- **WORK REQUEST**
In the records that follow, find the line with "PR #244, opened 2020-01-28"; from there, retype every line exactly through the line with "Thanks @lovettchris!", which also belongs to the answer.
[[ TASK DATA open ]]
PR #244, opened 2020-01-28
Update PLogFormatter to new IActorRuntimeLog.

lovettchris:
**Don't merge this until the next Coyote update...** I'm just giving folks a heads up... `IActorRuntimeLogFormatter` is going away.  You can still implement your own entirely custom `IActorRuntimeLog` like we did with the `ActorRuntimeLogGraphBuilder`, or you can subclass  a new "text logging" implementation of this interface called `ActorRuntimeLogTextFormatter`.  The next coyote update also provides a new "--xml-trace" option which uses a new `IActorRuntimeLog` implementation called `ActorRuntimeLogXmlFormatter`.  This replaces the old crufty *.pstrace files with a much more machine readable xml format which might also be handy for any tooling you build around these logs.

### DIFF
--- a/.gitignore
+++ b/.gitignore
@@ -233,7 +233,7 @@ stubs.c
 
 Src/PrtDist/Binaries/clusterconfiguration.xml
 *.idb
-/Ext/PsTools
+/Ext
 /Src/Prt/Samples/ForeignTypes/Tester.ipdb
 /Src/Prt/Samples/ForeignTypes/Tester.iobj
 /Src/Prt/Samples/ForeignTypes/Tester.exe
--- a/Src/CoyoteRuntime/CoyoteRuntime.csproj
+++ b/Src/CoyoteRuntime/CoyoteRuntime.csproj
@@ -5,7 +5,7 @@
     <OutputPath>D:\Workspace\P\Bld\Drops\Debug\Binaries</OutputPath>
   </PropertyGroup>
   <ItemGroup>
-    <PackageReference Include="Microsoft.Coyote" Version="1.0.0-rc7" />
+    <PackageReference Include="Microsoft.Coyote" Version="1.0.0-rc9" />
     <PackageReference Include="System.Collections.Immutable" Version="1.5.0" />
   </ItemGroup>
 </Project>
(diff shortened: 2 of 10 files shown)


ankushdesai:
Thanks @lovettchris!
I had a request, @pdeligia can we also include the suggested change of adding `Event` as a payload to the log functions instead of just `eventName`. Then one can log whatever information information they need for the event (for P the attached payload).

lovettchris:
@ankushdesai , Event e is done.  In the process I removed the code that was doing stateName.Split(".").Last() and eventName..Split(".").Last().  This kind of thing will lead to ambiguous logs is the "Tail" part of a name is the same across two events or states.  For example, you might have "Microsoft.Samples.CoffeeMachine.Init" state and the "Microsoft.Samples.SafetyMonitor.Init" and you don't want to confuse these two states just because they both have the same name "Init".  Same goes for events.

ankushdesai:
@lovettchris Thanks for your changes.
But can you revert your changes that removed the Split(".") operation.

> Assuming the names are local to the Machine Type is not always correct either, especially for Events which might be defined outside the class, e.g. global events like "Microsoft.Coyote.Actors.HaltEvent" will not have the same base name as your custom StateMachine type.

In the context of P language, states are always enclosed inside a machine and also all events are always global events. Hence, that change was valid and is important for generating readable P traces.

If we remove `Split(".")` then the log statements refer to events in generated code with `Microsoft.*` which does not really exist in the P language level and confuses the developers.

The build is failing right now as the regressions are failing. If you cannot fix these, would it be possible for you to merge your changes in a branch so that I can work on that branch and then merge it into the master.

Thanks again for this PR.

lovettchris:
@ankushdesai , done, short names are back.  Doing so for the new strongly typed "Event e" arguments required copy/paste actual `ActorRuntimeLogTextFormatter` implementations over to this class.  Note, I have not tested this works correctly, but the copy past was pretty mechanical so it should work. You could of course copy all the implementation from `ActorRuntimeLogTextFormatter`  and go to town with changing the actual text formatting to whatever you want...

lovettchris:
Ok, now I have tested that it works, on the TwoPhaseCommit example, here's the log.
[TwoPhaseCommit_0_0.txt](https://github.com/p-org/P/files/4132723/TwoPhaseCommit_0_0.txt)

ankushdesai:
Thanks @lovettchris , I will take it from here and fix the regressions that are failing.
[[ TASK DATA closed ]]
[[ TASK DATA open ]]
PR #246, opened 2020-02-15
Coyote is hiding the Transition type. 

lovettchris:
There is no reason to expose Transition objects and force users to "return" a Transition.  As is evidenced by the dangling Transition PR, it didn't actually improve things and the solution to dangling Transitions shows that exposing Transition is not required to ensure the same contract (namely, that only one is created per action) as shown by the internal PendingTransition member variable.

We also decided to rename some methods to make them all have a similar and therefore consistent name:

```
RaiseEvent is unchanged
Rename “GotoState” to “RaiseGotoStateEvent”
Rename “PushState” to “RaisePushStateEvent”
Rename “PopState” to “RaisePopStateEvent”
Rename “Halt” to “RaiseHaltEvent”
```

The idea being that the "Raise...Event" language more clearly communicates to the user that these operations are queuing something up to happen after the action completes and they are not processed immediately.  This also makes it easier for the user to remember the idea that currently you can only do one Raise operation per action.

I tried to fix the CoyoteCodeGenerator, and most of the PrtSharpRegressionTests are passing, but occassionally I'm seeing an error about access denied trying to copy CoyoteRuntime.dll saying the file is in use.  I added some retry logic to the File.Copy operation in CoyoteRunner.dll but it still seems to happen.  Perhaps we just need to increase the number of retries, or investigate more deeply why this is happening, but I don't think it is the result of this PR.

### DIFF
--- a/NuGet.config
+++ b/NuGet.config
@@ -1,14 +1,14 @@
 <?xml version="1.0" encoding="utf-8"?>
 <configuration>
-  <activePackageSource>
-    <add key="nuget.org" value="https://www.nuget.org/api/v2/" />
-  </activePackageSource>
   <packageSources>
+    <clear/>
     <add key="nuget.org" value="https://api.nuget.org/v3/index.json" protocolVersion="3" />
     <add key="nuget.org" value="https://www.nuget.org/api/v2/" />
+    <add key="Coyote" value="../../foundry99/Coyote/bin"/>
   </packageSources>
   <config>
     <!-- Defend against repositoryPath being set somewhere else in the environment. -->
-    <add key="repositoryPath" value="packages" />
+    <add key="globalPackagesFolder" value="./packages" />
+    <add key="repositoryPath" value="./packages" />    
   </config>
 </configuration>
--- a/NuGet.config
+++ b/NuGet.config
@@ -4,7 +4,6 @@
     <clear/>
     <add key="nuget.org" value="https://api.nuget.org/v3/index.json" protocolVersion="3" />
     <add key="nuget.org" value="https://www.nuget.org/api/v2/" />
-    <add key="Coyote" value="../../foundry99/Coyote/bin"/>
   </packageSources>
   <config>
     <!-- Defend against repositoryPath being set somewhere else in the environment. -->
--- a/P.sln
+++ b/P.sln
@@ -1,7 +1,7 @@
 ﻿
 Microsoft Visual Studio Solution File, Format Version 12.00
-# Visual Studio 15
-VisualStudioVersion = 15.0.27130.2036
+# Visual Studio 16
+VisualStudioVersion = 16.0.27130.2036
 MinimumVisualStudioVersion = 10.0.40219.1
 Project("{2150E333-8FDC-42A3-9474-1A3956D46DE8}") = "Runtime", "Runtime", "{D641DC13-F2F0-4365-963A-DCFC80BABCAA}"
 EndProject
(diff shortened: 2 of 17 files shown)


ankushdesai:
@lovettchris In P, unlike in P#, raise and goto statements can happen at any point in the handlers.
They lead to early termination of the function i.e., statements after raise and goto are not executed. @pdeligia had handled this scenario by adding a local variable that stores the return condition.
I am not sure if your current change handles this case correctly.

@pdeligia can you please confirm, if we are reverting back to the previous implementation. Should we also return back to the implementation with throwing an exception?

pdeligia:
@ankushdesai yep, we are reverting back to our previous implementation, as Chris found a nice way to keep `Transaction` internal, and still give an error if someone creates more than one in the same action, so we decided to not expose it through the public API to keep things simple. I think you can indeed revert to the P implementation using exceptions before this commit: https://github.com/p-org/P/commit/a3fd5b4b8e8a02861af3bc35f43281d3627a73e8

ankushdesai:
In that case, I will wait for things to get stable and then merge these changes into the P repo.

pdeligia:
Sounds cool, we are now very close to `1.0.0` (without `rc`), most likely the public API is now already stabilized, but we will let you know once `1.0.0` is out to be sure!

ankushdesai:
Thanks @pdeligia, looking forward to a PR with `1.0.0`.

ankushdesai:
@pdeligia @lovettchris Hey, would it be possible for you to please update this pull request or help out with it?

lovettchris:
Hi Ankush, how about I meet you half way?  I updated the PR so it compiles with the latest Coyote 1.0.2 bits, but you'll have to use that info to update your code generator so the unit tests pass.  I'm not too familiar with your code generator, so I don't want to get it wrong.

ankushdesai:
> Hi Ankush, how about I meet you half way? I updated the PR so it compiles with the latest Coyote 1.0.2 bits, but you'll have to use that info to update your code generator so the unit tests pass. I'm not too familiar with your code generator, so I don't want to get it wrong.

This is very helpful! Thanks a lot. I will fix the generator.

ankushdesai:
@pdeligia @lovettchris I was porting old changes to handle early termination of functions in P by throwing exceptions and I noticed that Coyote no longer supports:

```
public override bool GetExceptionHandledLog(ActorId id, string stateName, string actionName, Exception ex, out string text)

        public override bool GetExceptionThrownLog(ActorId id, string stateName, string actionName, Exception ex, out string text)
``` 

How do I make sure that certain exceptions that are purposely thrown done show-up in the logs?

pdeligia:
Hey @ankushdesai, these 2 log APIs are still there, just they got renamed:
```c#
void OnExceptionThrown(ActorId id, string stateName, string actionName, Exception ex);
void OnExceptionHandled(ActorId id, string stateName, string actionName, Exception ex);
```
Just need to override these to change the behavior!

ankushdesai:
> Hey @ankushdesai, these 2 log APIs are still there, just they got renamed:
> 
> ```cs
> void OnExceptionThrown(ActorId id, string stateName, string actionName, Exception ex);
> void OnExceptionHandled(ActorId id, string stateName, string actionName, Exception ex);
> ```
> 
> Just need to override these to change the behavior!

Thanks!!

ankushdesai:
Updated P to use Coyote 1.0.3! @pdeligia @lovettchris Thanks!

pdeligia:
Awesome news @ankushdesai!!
[[ TASK DATA closed ]]
- **EXERCISE ANSWER**
PR #244, opened 2020-01-28
Update PLogFormatter to new IActorRuntimeLog.

lovettchris:
**Don't merge this until the next Coyote update...** I'm just giving folks a heads up... `IActorRuntimeLogFormatter` is going away.  You can still implement your own entirely custom `IActorRuntimeLog` like we did with the `ActorRuntimeLogGraphBuilder`, or you can subclass  a new "text logging" implementation of this interface called `ActorRuntimeLogTextFormatter`.  The next coyote update also provides a new "--xml-trace" option which uses a new `IActorRuntimeLog` implementation called `ActorRuntimeLogXmlFormatter`.  This replaces the old crufty *.pstrace files with a much more machine readable xml format which might also be handy for any tooling you build around these logs.

### DIFF
--- a/.gitignore
+++ b/.gitignore
@@ -233,7 +233,7 @@ stubs.c
 
 Src/PrtDist/Binaries/clusterconfiguration.xml
 *.idb
-/Ext/PsTools
+/Ext
 /Src/Prt/Samples/ForeignTypes/Tester.ipdb
 /Src/Prt/Samples/ForeignTypes/Tester.iobj
 /Src/Prt/Samples/ForeignTypes/Tester.exe
--- a/Src/CoyoteRuntime/CoyoteRuntime.csproj
+++ b/Src/CoyoteRuntime/CoyoteRuntime.csproj
@@ -5,7 +5,7 @@
     <OutputPath>D:\Workspace\P\Bld\Drops\Debug\Binaries</OutputPath>
   </PropertyGroup>
   <ItemGroup>
-    <PackageReference Include="Microsoft.Coyote" Version="1.0.0-rc7" />
+    <PackageReference Include="Microsoft.Coyote" Version="1.0.0-rc9" />
     <PackageReference Include="System.Collections.Immutable" Version="1.5.0" />
   </ItemGroup>
 </Project>
(diff shortened: 2 of 10 files shown)


ankushdesai:
Thanks @lovettchris!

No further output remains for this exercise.